That was a little confusing, so Berlin’s concept of liberty was featured in her book.

Your link goes to:

In Two Concepts of Liberty Berlin sought to explain the difference between two (out of more than two hundred, he said) different ways of thinking about political liberty. These, he said, had run through modern thought, and were central to the ideological struggles of his day. Berlin called these two conceptions of liberty negative and positive.[23]

Berlin’s treatment of these concepts was less than fully even-handed from the start: while he defined negative liberty fairly clearly and simply, he gave positive liberty two different basic definitions, from which still more distinct conceptions would branch out. Negative liberty Berlin initially defined as freedom from, that is, the absence of constraints on the agent imposed by other people.
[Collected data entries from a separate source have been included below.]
PR #7659, opened 2026-04-14
fix: OracleDatabase.correctObjectName() no longer mangles column names starting with "int"

### LINKED ISSUE #7018: OracleDatabase.correctObjectName() converts column names that starts from int to "NUMBER(*, 0)"
### Search first

### Description

In the pull request https://github.com/liquibase/liquibase/pull/6094

The new implementation of `OracleDatabase.correctObjectName()` was added for Oracle database:
```
@Override
public String correctObjectName(String objectName, Class<? extends DatabaseObject> objectType) {
    // Internally Oracle converts int/integer to number, so when we need to extract and compare it we need number too
    if (objectType.equals(Column.class) && StringUtils.startsWithIgnoreCase(objectName, "int")) {
        return "NUMBER(*, 0)";
    }
    return super.correctObjectName(objectName, objectType);
}
```
This method automatically converts all column names that starts from int*, like "internalPhoneNumber" to "NUMBER(*, 0)" which brakes Metadata comparison and diff generation is incorrect.

Exact thing is `StringUtils.startsWithIgnoreCase(objectName, "int")` - looks like `objectName` is not only limited to column type name and might be also the column name which should not be corrected as type should.

I might be wrong, but this looks like bug to me. Could someone from the team help me to clarify that, please?

### Steps To Reproduce

1. We have `User` table with the column named `internalPhoneNumber` of type `varchar(256)`.

2. In our code we have custom `MetaDatabaseObjectFactory` implementation that uses statement:
```
for (config in (change as CreateTableChange).columns) {
    val column = Column()
    column.setName(database.correctObjectName(config.name, Column::class.java))
    ***
    val dataType = DataTypeFactory.getInstance().fromDescription(config.type, database)
    val databaseDataType = dataType.toDatabaseDataType(database)
    val typeName = database.correctObjectName(databaseDataType.type, Column::class.java)
    column.setType(DataType(typeName))
    ***
}
```
where `database` is `liquibase.database.core.OracleDatabase` instance.

This code worked fine with several our supported databases, but it doesn't work for Oracle anymore.

### Expected/Desired Behavior

We call `database.correctObjectName()` twice - for column name and for type name, and for Oracle for column name we expect it returns `internalPhoneNumber`, but actually receive `NUMBER(*, 0)` as value.

### Liquibase Version

4.29.2

### Database Vendor & Version

Oracle

### Liquibase Integration

Gradle, Spring

### Liquibase Extensions

_No response_

Ubuntu 22.04

### Additional Context

_No response_

filipelautert:
## Summary
- **Root cause**: PR #6094 introduced `startsWithIgnoreCase(objectName, "int")` in `OracleDatabase.correctObjectName()`, which matched column **names** like `internalPhoneNumber`, `internal_payload_id`, `integration_type` — not just the `int`/`integer` data types it was intended for — and incorrectly converted them to `NUMBER(*, 0)`.
- **Fix**: Replaced prefix matching with exact case-insensitive matching for `"int"` and `"integer"` only.
- **Tests**: Added 7 data-driven test cases covering both the type mapping (preserved) and column name handling (fixed).

Fixes #7018

## Test plan
- [x] Existing `OracleDatabaseSpec` tests pass (12 original cases)
- [x] New test cases verify `int`/`integer`/`INT`/`INTEGER` still map to `NUMBER(*, 0)`
- [x] New test cases verify `internalPhoneNumber`, `internal_payload_id`, `integration_type` are uppercased normally
- [x] `OracleDatabaseTest` (33 tests) passes with no regressions

### DIFF
--- a/liquibase-standard/src/main/java/liquibase/database/core/OracleDatabase.java
+++ b/liquibase-standard/src/main/java/liquibase/database/core/OracleDatabase.java
@@ -685,7 +685,8 @@ public class OracleDatabase extends AbstractJdbcDatabase {
     @Override
     public String correctObjectName(String objectName, Class<? extends DatabaseObject> objectType) {
         // Internally Oracle converts int/integer to number, so when we need to extract and compare it we need number too
-        if (objectType.equals(Column.class) && StringUtils.startsWithIgnoreCase(objectName, "int")) {
+        if (objectType.equals(Column.class)
+                && ("int".equalsIgnoreCase(objectName) || "integer".equalsIgnoreCase(objectName))) {
             return "NUMBER(*, 0)";
         }
         return super.correctObjectName(objectName, objectType);
--- a/liquibase-standard/src/test/groovy/liquibase/database/core/OracleDatabaseSpec.groovy
+++ b/liquibase-standard/src/test/groovy/liquibase/database/core/OracleDatabaseSpec.groovy
@@ -25,18 +25,27 @@ class OracleDatabaseSpec extends Specification {
         }
 
         where:
-        quotingStrategy           || objectName       | objectType || expectedCorrect  | expectedEscape
-        null                      || 'col1'           | Column     || 'COL1'           | 'col1'
-        null                      || 'COL1'           | Column     || 'COL1'           | 'COL1'
-        null                      || 'Col1'           | Column     || 'COL1'           | 'Col1'
-        null                      || 'col with space' | Column     || 'COL WITH SPACE' | '"col with space"'
-        QUOTE_ONLY_RESERVED_WORDS || 'col1'           | Column     || 'COL1'           | 'col1'
-        QUOTE_ONLY_RESERVED_WORDS || 'COL1'           | Column     || 'COL1'           | 'COL1'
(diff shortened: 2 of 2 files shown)


wwillard7800 (approved):

rberezen (commented):
Tested on Oracle 23c with the exact scenario from #7018.

**Before:** column `internal_payload_id` was mangled to `NUMBER(*, 0)` by `correctObjectName`, breaking `indexExists` precondition checks.
**After:** column names starting with `int` are correctly uppercased (`INTERNAL_PAYLOAD_ID`, `INTEGRATION_TYPE`), while the `int`/`integer` type→`NUMBER(*, 0)` mapping is preserved.

Verified end-to-end:
- `int` type still maps to `NUMBER`
- `internal_payload_id` is stored as `VARCHAR2` (not `NUMBER`)
- `indexExists` precondition correctly finds the index on the second run → `MARK_RAN` works

The test coverage nicely differentiates both cases (7 new test cases). LGTM.

rberezen (approved):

Positive liberty he defined both as freedom to, that is, the ability (not just the opportunity) to pursue and achieve willed goals; and also as autonomy or self-rule, as opposed to dependence on others. These are not the same.

Berlin’s account was further complicated by combining conceptual analysis with history. He associated negative liberty with the liberal tradition as it had emerged and developed in Britain and France from the seventeenth century to the early nineteenth. He later regretted that he had not made more of the evils that negative liberty had been used to justify, such as exploitation under laissez-faire capitalism; in Two Concepts, however, negative liberty is portrayed favourably, and briefly.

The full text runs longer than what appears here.